Velocity Reviews > Newsgroups > Programming > Python > What strategy for random accession of records in massive FASTA file?

Reply
Thread Tools

What strategy for random accession of records in massive FASTA file?

 
 
Jeff Shannon
Guest
Posts: n/a
 
      01-13-2005
Chris Lasher wrote:

>>Given that the information content is 2 bits per character
>>that is taking up 8 bits of storage, there must be a good reason
>>for storing and/or transmitting them this way? I.e., it it easy
>>to think up a count-prefixed compressed format packing 4:1 in
>>subsequent data bytes (except for the last byte which have
>>less than 4 2-bit codes).

>
> My guess for the inefficiency in storage size is because it is
> human-readable, and because most in-silico molecular biology is just a
> bunch of fancy string algorithms. This is my limited view of these
> things at least.


Yeah, that pretty much matches my guess (not that I'm involved in
anything related to computational molecular biology or genetics).
Given the current technology, the cost of the extra storage size is
presumably lower than the cost of translating into/out of a packed
format. Heck, hard drives cost less than $1/GB now.

And besides, for long-term archiving purposes, I'd expect that zip et
al on a character-stream would provide significantly better
compression than a 4:1 packed format, and that zipping the packed
format wouldn't be all that much more efficient than zipping the
character stream.

Jeff Shannon
Technician/Programmer
Credit International

 
Reply With Quote
 
 
 
 
Chris Lasher
Guest
Posts: n/a
 
      01-13-2005
>And besides, for long-term archiving purposes, I'd expect that zip et
>al on a character-stream would provide significantly better
>compression than a 4:1 packed format, and that zipping the packed
>format wouldn't be all that much more efficient than zipping the
>character stream.


This 105MB FASTA file is 8.3 MB gzip-ed.

 
Reply With Quote
 
 
 
 
Jeff Shannon
Guest
Posts: n/a
 
      01-14-2005
Chris Lasher wrote:

>>And besides, for long-term archiving purposes, I'd expect that zip et
>>al on a character-stream would provide significantly better
>>compression than a 4:1 packed format, and that zipping the packed
>>format wouldn't be all that much more efficient than zipping the
>>character stream.

>
> This 105MB FASTA file is 8.3 MB gzip-ed.


And a 4:1 packed-format file would be ~26MB. It'd be interesting to
see how that packed-format file would compress, but I don't care
enough to write a script to convert the FASTA file into a
packed-format file to experiment with...

Short version, then, is that yes, size concerns (such as they may be)
are outweighed by speed and conceptual simplicity (i.e. avoiding a
huge mess of bit-masking every time a single base needs to be
examined, or a human-(semi-)readable display is needed).

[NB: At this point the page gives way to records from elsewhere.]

PR #3428, opened 2026-07-26
[python] JIT cache: give code objects a stable identity in the recipe hash

atassis:
## Problem

`_compute_recipe_hash` folds `repr(code.co_consts)` into the key. Every design defines its worker
body inline, so `co_consts` holds a code object, and `repr()` of one embeds its address:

(Plus, if this format might be used for RNA sequences as well as DNA
sequences, you've got at least a fifth base to represent, which means
you need at least three bits per base, which means only two bases per
byte (or else base-encodings split across byte-boundaries).... That
gets ugly real fast.)

Jeff Shannon
Technician/Programmer
Credit International

 
Reply With Quote
 
Robert Kern
Guest
Posts: n/a
 
      01-14-2005
Jeff Shannon wrote:

> (Plus, if this format might be used for RNA sequences as well as DNA
> sequences, you've got at least a fifth base to represent, which means
> you need at least three bits per base, which means only two bases per
> byte (or else base-encodings split across byte-boundaries).... That gets
> ugly real fast.)


Not to mention all the IUPAC symbols for incompletely specified bases
(e.g. R = A or G).

http://www.chem.qmul.ac.uk/iubmb/misc/naseq.html

--
Robert Kern
http://www.velocityreviews.com/forums/(E-Mail Removed)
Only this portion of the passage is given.